As far as general design, I’m still not 100% on the proper solutions for parallelizing IO operations.
At a basic level, we are building a heavyweight cache.
- We are pulling data via HTTP requests from external services
- We are storing that data in a database
- We are retrieving from the database and aggregating the data for our consumers
Each of those steps can be parallelized, but using the same Dispatcher for all of them has proven to be problematic. Typically we will have a few hundred simultaneous requests for external data.
One way to structure this is to run the “get and save” in parallel:
coroutineScope {
val data = getDataFromService(parameters)
repository.saveData(data)
}
Another way is to parallelize all of the gets, then save the collected results in a batched database call:
coroutineScope {
data = allRequestParameters.map( async{ getDataFromService(it) } ).awaitAll().flatten()
repository.saveData(data)
}
In general, the second is the more performant of the two because of the batched database requests.
However, we’ve run into some problems with a shared Dispatcher, because our repository save has a few async tasks.

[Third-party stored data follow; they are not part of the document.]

PR #4251, opened 2026-06-11
Add benchmark-relative portfolio statistics

mahimn01:
# Pull Request

- [x] I have reviewed the `CONTRIBUTING.md` and followed the established practices

## Summary

Implements the benchmark-relative performance statistics agreed in #4229: `BetaRatio`, `Alpha` (Jensen's), `InformationRatio`, `TrackingError`, and `TreynorRatio`, as Rust-core `PortfolioStatistic`s with PyO3 bindings.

suspend fun saveData(data) {
coroutineScope {
val saveDataTask = async { writeToDatabase(data) }
val saveMetadataTask = async { writeMetadataToDatabase(data) }
listOf(saveDataTask, saveMetadataTask).awaitAll()
}
}
This will end up stalling the database writes for awhile, until we’ve gotten nearly all of the external service data back. And using that same dispatcher means our consumers have to wait for all of these to complete before any endpoint can return data.
Because of this, does it make sense to have a different dispatcher for the database tasks than the http client tasks?
Likewise, I’m familiar with the “reader threadpool, writer threadpool” model for the database operations. Does it make sense to have a “reader dispatcher” and a “writer dispatcher”?
Just trying to make sense of the right models to use in Kotlin.
Right now it seems to make sense to use dedicated dispatchers for each of these types:
- a dispatcher for external service API calls (possibly a different dispatcher per service)
- a database reader dispatcher
- a database writer dispatcher
Please let me know if I’m thinking about this completely wrong.